Saturday, July 31, 2004

Supersize Me!

I'm really looking forward to watching the documentary 'Supersize Me'. This is a funny and yet serious look at the American obsession with fast food, where the moviemaker survives on a diet of supersized McDonald's meals for a month, while doctors track his vitals with horror. Incidentally, the website www.supersizeme.com is pretty cool in itself and has many links including to this story about why the French do not face similar obesity problems. You should read the whole story, but here is one excerpt I particularly liked:

Nutritionist Dr Francoise L'Hermite says the French secret to staying slim is to do exactly as Clemence and her family do - make sure you sit down with friends or family for a meal, eat three times a day at regular intervals, don't snack, don't eat in front of the television, and finally - eat slowly and savour both the food and the company.

"For France, a meal is a very particular moment, in which you share pleasure, the food as well as the conversation," she says. "From an Anglo-Saxon point of view, food is just fuel to give energy to your muscles. If you have no pleasure in it, you are breaking all the rules of eating."

Wednesday, July 28, 2004

Swing Voters and the Nature of the Election

I enjoyed this editorial in the New York Times - funny and yet substantive, reflecting on the nature of the Democratic convention and election year politics in general.

Sunday, July 25, 2004

Get to Work!

Well, if I betrayed a liberal bias with my previous posting, here's my attempt to reclaim the center. This article on MSNBC indicates that that bastion of workers' rights may be finally cracking. Germans who are used to insane amounts of vacation are finally realizing that young men and women in China and India are willing to work their butts off for their job (ok, that wasn't in the story). Come on guys, you don't need 37 days off in a year!!

OK, and it also talks about overgenerous unemployment benefits preventing workers from feeling the need to take low-paid jobs! Hmm, are you listening, lefties? While I'm a big supporter of certain welfare programs, including benefits for all children (legal and illegal - no kid deserves any different!), it is obvious that an overgenerous system doesn't help these people.

Reminds me of a conversation that I had with a homeless father once ... still rings in my head and troubles me. We sat and had a chat, and he shared his very moving story with me about how he was trying to do better for his daugther. But while the government and churches and all other welfare organizations had invested extensive resources in "keeping him homeless", not one of them had ever bothered to help him break the cycle. To get a job, you need a place of residence ... to rent a place, you need a job, and for a guy who is labelled a bum of the streets without a family network to depend on, well, that's gonna be one long stay!

Lil Ron's Politics

While I'm no big fan of his dad (or maybe because of that?), I quite enjoyed this interview with Ron Reagan, Jr on NPR. He was honest, witty, charming and intelligent on a number of issues. A couple of points he hit that I really liked (don't let the illusion of quotes fool you - they are still paraphrased from what I recollect!)

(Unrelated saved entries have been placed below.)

PR #620, opened 2022-11-09
Configure nameservers for the metal3 ubuntu image

lentzi90:
Testing cloudflare DNS here. On centos we use google. Any of them should be better than the uncertainty and unreliability due to the DHCP added nameservers in openstack.

Also updated docs to explain how to create an openstack keypair.


lentzi90:
Sorry, updated nameservers to cloudflare.
/test-metal3-fullstack

tuminoid:
LGTM

PR #629, opened 2022-11-28
Use apt-get instead of apt in scripts

tuminoid:
Apt does not have stable CLI, and gives out warnings when used from script context. Replace apt with apt-get.


lentzi90 (approved):
Great cleanup, thanks!

PR #648, opened 2023-01-17
add retries to apt and packer

Rozzii:
This commit adds retires to apt and packer commands involved in openstack,jumphost,base and node image building.

### DIFF
--- a/ci/images/image_builder_template.json
+++ b/ci/images/image_builder_template.json
@@ -35,11 +35,13 @@
     {
       "type": "file",
       "source": "{{user `local_scripts_dir`}}",
-      "destination": "/home/{{user `ssh_username`}}/"
+      "destination": "/home/{{user `ssh_username`}}/",
+      "max_retries": 5
     },
     {
       "type": "shell",
-      "script": "{{user `exec_script_path`}}"
+      "script": "{{user `exec_script_path`}}",
+      "max_retries": 5
     }
   ]
 }
--- a/ci/images/image_builder_template_node.json
+++ b/ci/images/image_builder_template_node.json
@@ -38,11 +38,13 @@
       {
         "type": "file",
         "source": "{{user `local_scripts_dir`}}",
-        "destination": "/home/{{user `ssh_username`}}/"
+        "destination": "/home/{{user `ssh_username`}}/",
+        "max_retries": 5
       },
       {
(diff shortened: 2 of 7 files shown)


ci/scripts/image_scripts/setup_chrony_ubuntu.sh
```diff
@@ -1,5 +1,9 @@
 #! /usr/bin/env bash
 
+# Set apt retry limit to higher than default to
+# make the data retrival more reliable
+sudo echo 'Acquire::Retries "10";' > /etc/apt/apt.conf.d/80-retries
```
tuminoid, line 5: Don't put any code above `set -eu` as it might fail and set wouldn't catch it.

tuminoid (changes requested):

ci/scripts/image_scripts/setup_chrony_ubuntu.sh
Rozzii: there is no set -eu in the script

Rozzii: done

Rozzii:
> Do we really need to put the apt config in all these scripts? Is it not enough to put it in `provision_*.sh` scripts that then call the other scripts?

I was not sure about all teh use-cases of all the script, just wanted to be sure that the retries are there, if you think it is not needed everywhere i can put it only to provision scripts

tuminoid (approved):
lgtm

lentzi90:
> > Do we really need to put the apt config in all these scripts? Is it not enough to put it in `provision_*.sh` scripts that then call the other scripts?
> 
> I was not sure about all the use-cases of all the scripts, just wanted to be sure that the retries are there, if you think it is not needed everywhere i can put it only to provision scripts

I'm fairly certain that they are only ever used by the provision scripts. Did a quick search through the repo for any references and could not find any other than those scripts.
Strictly speaking the metal3 and jenkins images are also built on the base image so we would only need it in base and node provision scripts, but that could change in the future. I would anyway suggest to add it only in the provision scripts.

kashifest:
> /retest

I am fixing the shellcheck issues in my new PR. It wont pass until that merges

kashifest (approved):

PR #368, opened 2024-12-31
Seed data into the destination databases

y-bruin:
-  Introduced a new asset type for SQL, designed to facilitate loading data from CSV files into targeted databases.
   - `duckdb.seed`
   - `bq.seed`
- Added integration tests for testing  new assets type 
- Added one example in template and 
- Added docs


cmd/run.go
```diff
@@ -610,6 +610,15 @@ func setupExecutors(
 		}
 	}
 
+	if s.WillRunTaskOfType(pipeline.AssetTypeBigquerySeed) {
+		jinjaVariables := jinja.PythonEnvVariables(&startDate, &endDate, pipelineName, runID, fullRefresh)
+		if usePipForPython {
+			mainExecutors[pipeline.AssetTypeBigquerySeed][scheduler.TaskInstanceTypeMain] = python.NewLocalOperator(config, jinjaVariables)
```
karakanb, line 616: we should not be using the python operators for the seed, we need a new type of operator

pkg/pipeline/pipeline.go
```diff
@@ -1007,6 +1009,10 @@ func (p *Pipeline) GetAllConnectionNamesForAsset(asset *Asset) ([]string, error)
 		}
 
 		return []string{}, errors.Errorf("No default connection for type: '%s'", assetType)
+	} else if assetType == AssetTypeBigquerySeed {
+		// TODO: implement logic for seed
+		// Local CSV to Bigquery
+		return []string{"google_cloud_platform"}, nil
```
karakanb, line 1015: I don't think we need this

cmd/run.go
```diff
@@ -601,6 +601,11 @@ func setupExecutors(
 	// this should go away once we incorporate URIs into the assets
 	estimateCustomCheckType := s.FindMajorityOfTypes(pipeline.AssetTypeBigqueryQuery)
 
+	ingestrOperator, err := ingestr.NewSeedOperator(conn)
```
karakanb, line 604:
```suggestion
	seedOperator, err := ingestr.NewSeedOperator(conn)
```

docs/assets/sql-seed.md
```diff
@@ -0,0 +1,54 @@
+# SQL Seed Assets
```
karakanb, line 1: I wouldn't call it `SQL Seed Assets`, simply call them `Seed Assets`.
```suggestion
# Seed Assets
```

docs/assets/sql-seed.md
```diff
@@ -0,0 +1,54 @@
...
+Bruin supports running SQL assets against a variety of data platforms natively. Along with SQL assets, Bruin also supports running SQL Seed assets that will populate a table with data from a csv file. 
+
```
karakanb, line 3:
```suggestion
Seeds are CSV-files that contain data that is prepared outside of your pipeline that will be loaded into your data platform. Bruin supports seed assets natively, allowing you to simply drop a CSV file in your pipeline and ensuring the data is loaded to the destination platform accurately.

Seed assets are defined with `<platform>.seed` asset types, e.g.:
- for BigQuery: `bq.seed`
- for DuckDB: `duckdb.seed`
```

docs/assets/sql-seed.md
```diff
@@ -0,0 +1,54 @@
...
+You can define SQL Seed assets in a file ending with `.yaml`:
```
karakanb, line 4:
```suggestion
You can define seed assets in a file ending with `.yaml`:
```

karakanb: I think we should also add more details about the `path` parameter, since it is supposed to be optional.

docs/.vitepress/config.mjs
```diff
@@ -127,6 +127,7 @@ export default defineConfig({
                     {
                         text: "Asset Types", items: [
                             {text: "SQL", link: "/assets/sql"},
+                            {text: "SQL Seed", link: "/assets/sql-seed"},
```
karakanb, line 130:
```suggestion
                            {text: "Seed", link: "/assets/sql-seed"},
```

karakanb (approved):

PR #370, opened 2024-12-31
added goroutines for parallel execution

Barbar1432:


integration-tests/integration-test.go
```diff
@@ -128,38 +129,80 @@ func main() {
...
 	}
+	defer os.Remove(tempfile.Name())
 
 	workflows := getWorkflow(binary, currentFolder, tempfile.Name())
+	var wg sync.WaitGroup
+	errCh := make(chan error, len(workflows)) // Buffered channel to collect errors.
 
 	for _, workflow := range workflows {
-		err := workflow.Run()
+		wg.Add(1)
```
y-bruin, line 153: Let's execute the workflow without using goroutines, as creating temporary files and passing them is specific to this particular workflow and not a generic task.

y-bruin (approved):

PR #373, opened 2025-01-02
Fix lint

y-bruin:


Barbar1432:
maybe lets try `defer tempFile.Close()`   to  Ensure the file is closed after use  ?

pkg/connection/helper_test.go
```diff
@@ -10,7 +10,7 @@ func TestValidateServiceAccountFile(t *testing.T) {
 	t.Parallel()
 
 	// Create a temporary file for testing.
-	tempFile, err := os.CreateTemp("", "service_account.json")
+	tempFile, err := os.CreateTemp(t.TempDir(), "service_account.json")
```
Barbar1432, line 13: maybe lets try defer os.Remove(tempFile.Name()) before defer tempFile.Close() to Ensure the file is removed
after use ?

On Stem Cell Research: "While I accept some pols may have moral objections to stem cell research, many still use it as political football. If they were sincere in their objection to the destruction of embryos as potential life, why not object to InVitro Fertilization (IVF) where thousands of identical embryos are destroyed! Because they know such an objection would be political suicide, because 'moral' men and women still want to use technology to have babies when other methods fail. But stem cells is something they can use to 'rally the base'!"

On Gay Marriage: "My wife and I have been happily married now for almost 24 years. But I'm sorry, now we're just gonna have to break up, because Stan and Rick are getting married!"

Overall, well worth the time to listen to the interview!

Monday, July 19, 2004

Graduate Student Union

The NY Times reported that the National Labor Relations Board reversed a prior decision to allow graduate students at private universities to unionize. This brings into focus the whole issue of whether students are primarily students or workers. One thing strikes me - do students WANT to be workers? As graduate students, we allow ourselves the liberties of poor research pace during our coursework deadlines ... we allow ourselves extended periods of vacation or unproductivity and indeed extended periods of productivity and overwork. What the unionization doctrine suggests is that we would have to abandon the spurts of creativity and motivation that define grad school for a professional production mode. That does not strike me as being particularly good.

That is not to say that there is no need for grad students to band together. Certainly, an aggressive graduate student body can rally the academic community to redress deficiencies that may exist, be it in pay, benefits or other issues. After all, an unhappy graduate student community would eventually reflect on the students, and would serve as warning flags to potential graduate students (who, by the way, read the entrapped community like a children's book!) It is unclear that there is a pressing case for a more legally binding resolution, especially one that opens the community to politics!